The bishop talked of a "splendid day of celebration", preached on forgiveness. "Failure to forgive was one of the few things which made Jesus thoroughly angry in the New Testament story.

"He was shattered when his disciples failed to forgive others. Forgiveness is at the heart of the Christian gospel."

Eyes closed, though not (of course) sleeping, he sounded remarkably like an epsicopal William Hague. We asked him about that, too. Though born in Lancashire, Bishop John had been Vicar of Wath-on-Dearne in south Yorkshire at the same time as Hague was a 16-year-old Wath schoolboy improbably enthusing the Conservative party conference.

Who'd been infected - inflected, perhaps - by whom? "I don't think I should answer that question," said the bishop, genially.

It was principally a 1662 Prayer Book holy communion service - good old hymns like The King of Love and Praise My Soul the King of Heaven. A weekend long flower festival by the ladies of Bainbridge Flower Club coincided; a public hanging faultlessly executed.

Carol Pounder was delighted. "I don't know how many times things have been on and off that hanging, how many knots have been stitched into that beech tree or how many times I've wondered about me and my big mouth.

"People have been amazing. I still have my friends, but any more ideas like that and I think I've probably had it."

A nurse in the Nightingale mould

THE pioneering nurse known simply as Sister Dora symbolically represents the 19th century on Hauxwell's wall hanging. It can only hint at the story of the first uncrowned woman in England to have a statue erected in her honour.

Dorothy Wyndlow Pattison was the 11th of 12 children born to the Rev Mark Pattison, Hauxwell's rector, and his wife Mary. Their father was deranged, their existence fearful, the rectory almost literally a madhouse.

Pattison was a Protestant evangelical, a man who could smell popery in a pigsty and who suspected his entire family of collusion with Rome. "Will you join the Papists in the drawing room or the poor, solitary, persecuted Protestant in here?" he would demand of visitors to his home.

"The family lived in an atmosphere charged with oppression and paranoia from which they had little relief," writes Dr Judith Gowland in a short biography of Sister Dora.

"It must be confessed that as a husband and parish priest (Mark Pattison) was ultimately a failure," admits a history of St Oswald's.

"He suffered from depression which often showed itself in aggression, particularly towards the family," the Bishop told Hauxwell's congregation on Sunday.

Dorothy endured it until she was almost 30, briefly became a teacher in Buckinghamshire and then joined the Christ Church Sisterhood, at Redcar, in helping establish North Ormesby Hospital to look after victims of Middlesbrough's industrial awakening. It was in Walsall, however, that she became a part of folklore. Sunday's photographer was from that way himself. "You can't live in Walsall and not know the Sister Dora story," he said.

The Walsall hospital she helped found also cared chiefly for industrial accident victims, and for smallpox cases. Dora's care, courage and endurance became legendary.

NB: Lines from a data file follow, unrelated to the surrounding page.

PR #11, opened 2019-05-02
Timothy gillespie/tau prolog

TimothyGillespie:
The rough basic functions is working as intended. The idea is to group feedback in nested Arrays. Example:

Prolog-Program:
likes(lisa, bob, frank).
likes(lisa, frank, bob).

Query:
likes(lisa, X, Y).

We would expect Prolog to say that the variables could be set the following way:
X = bob,
Y = frank;

or alternatively:
X = frank,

"The idea that there should be hospital nursing available to the rising populations of the industrial revolution when, through Florence Nightingale, it was barely available to the armed forces was something of a novelty," writes Dr Gowland.

She died from breast cancer, aged just 46, thousands thronging her funeral. The Daily Telegraph expressed no surprise that the first public statue to an uncrowned Englishwoman should, in 1886, have been erected in "dingy" Walsall.

"What Florence Nightingale did for military nursing," it added, "Dorothy Pattison accomplished in the sphere of civic duty."